PROBLEM DETAILS:
Look below and pull out each line with the word "breaks".

RECORDS TO PROCESS:
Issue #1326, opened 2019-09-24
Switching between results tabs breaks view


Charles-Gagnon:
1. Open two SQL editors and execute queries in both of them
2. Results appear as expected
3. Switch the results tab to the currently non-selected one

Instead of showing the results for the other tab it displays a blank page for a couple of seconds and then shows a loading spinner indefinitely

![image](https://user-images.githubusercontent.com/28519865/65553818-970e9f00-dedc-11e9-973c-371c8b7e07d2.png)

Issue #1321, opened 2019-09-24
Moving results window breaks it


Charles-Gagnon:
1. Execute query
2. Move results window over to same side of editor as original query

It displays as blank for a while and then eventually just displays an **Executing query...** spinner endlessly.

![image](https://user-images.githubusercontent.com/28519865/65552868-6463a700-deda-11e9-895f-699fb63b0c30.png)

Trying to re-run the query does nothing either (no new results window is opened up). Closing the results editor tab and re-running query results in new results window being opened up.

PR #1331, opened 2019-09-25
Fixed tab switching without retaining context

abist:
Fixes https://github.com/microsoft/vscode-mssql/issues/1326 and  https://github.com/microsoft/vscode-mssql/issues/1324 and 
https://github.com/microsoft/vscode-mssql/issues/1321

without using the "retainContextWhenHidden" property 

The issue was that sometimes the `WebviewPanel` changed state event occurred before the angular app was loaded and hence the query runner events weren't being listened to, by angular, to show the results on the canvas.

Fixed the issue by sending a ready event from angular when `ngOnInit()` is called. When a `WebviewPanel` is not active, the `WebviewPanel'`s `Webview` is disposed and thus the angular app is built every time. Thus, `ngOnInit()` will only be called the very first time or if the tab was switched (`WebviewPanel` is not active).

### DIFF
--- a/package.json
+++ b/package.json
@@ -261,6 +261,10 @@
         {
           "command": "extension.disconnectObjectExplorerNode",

...

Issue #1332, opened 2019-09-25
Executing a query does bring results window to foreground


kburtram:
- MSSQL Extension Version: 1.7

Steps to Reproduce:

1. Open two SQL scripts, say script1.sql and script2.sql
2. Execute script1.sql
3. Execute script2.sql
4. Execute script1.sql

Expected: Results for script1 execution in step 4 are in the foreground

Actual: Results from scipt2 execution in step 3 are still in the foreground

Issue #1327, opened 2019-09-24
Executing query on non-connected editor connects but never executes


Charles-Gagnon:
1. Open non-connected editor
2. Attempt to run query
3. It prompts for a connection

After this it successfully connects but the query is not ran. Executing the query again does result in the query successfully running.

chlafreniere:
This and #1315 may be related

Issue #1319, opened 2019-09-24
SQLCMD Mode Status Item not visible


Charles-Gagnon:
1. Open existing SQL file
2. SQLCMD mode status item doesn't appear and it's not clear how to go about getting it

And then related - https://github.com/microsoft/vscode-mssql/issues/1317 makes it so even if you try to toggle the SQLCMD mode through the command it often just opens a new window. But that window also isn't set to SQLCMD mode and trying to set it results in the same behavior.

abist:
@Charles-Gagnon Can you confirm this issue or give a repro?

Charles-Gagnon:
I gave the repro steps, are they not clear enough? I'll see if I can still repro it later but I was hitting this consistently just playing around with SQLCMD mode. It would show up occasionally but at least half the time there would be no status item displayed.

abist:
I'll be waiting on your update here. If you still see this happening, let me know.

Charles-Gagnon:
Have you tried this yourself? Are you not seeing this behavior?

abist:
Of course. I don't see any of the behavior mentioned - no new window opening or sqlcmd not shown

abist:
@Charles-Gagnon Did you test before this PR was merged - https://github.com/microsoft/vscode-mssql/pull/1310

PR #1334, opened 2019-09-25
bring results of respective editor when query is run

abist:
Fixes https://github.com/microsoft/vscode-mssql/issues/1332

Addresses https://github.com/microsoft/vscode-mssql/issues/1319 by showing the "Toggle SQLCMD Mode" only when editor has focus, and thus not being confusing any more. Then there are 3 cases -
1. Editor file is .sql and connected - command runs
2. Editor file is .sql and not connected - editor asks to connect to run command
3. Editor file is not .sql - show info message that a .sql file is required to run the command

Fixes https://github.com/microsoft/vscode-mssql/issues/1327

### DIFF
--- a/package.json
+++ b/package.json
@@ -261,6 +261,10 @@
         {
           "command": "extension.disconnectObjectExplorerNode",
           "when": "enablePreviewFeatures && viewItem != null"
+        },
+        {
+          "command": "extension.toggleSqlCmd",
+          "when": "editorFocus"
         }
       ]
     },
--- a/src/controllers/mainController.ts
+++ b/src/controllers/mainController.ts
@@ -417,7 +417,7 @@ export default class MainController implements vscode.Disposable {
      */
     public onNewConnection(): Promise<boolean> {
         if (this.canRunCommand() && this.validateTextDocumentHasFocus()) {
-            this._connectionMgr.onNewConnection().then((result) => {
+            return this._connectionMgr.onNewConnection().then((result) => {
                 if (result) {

TASK RESULT:
Switching between results tabs breaks view
Moving results window breaks it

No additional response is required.